A orillas del río San José, sobre
un costado de la ruta 45 y del puente que lo cruza, puede verse claramente una
silla reposera. Está algo herrumbrada, lo que es un claro signo, de por sí, del
paso cierto del tiempo. Lo marcan además las tiras rotas que antaño sujetaban a
alguien sentado allí, y que miraba su caña, su línea de pescar y la otra
orilla.
Todo el que
viene mira aquella silla, pero nadie la quita del lugar, nadie la corre, nadie
dice nada.
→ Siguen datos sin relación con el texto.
PR #31, opened 2016-09-23
Allow empty required array and map fields

tjwp:
Previously a presence check was used for all required fields. This check uses `blank?` which has the effect of marking empty arrays and maps as invalid.

As part of this change, the validation specs were moved into a separate file.

Prime: @jturkel

### DIFF
--- a/lib/avromatic/model/attributes.rb
+++ b/lib/avromatic/model/attributes.rb
@@ -85,7 +85,7 @@ module Avromatic
         def add_required_validation(field)
           if required?(field) && field.default == :no_default
             case field.type.type_sym
-            when :array, :map
+            when :array, :map, :boolean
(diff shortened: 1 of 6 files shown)


lib/avromatic/model/attributes.rb
```diff
@@ -84,7 +84,12 @@ def add_validation(field)
 
         def add_required_validation(field)
           if required?(field) && field.default == :no_default
-            validates(field.name, presence: true)
+            case field.type.type_sym
+            when :array, :map
+              validates(field.name, exclusion: { in: [nil], message: "can't be nil" })
```
jturkel: Do we want to use this validation approach for booleans too?

tjwp: Looks like the behavior was already correct here, but I switched booleans to the same nil check.

PR #34, opened 2016-09-26
Only allow nested models to be registered once

tjwp:
This change only allows a model's full name to be registered once for the same registry. Any attempt to register the same name again raises an error.

Prime: @jturkel


jturkel:
:shipit:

Ese silencio cómplice tiene su punto de origen en una leyenda que
circula en las cercanías del río, a orillas del puente y un poco más allá. No
todos conocen bien el relato. Muchos menos son los que pueden testificar que el
caso es cierto. Pero la leyenda está
presente y, después de unos vasos de buen vino, algún lugareño accede a contar.
Pero no fue como yo me enteré del asunto. En realidad fue de otro modo.
Había visto en
una primera incursión al lugar unas hermosas plantas de higo. Quise volver por
algún fruto y lo hice, pero fue más que eso lo que encontré. Hallé a un experimentado
hombre de campaña, de unos setenta años, conocedor de mil historias del lugar y
que en su bicicleta andaba recolectando algunos higos maduros para comer en el
momento. Lo hizo, compartió esta historia y algunas más; luego se subió al biciclo
y prosiguió su rutina diaria.
̶ Vio la silla que está al lado del puente –me
dijo cuando le conté que había visitado el lugar.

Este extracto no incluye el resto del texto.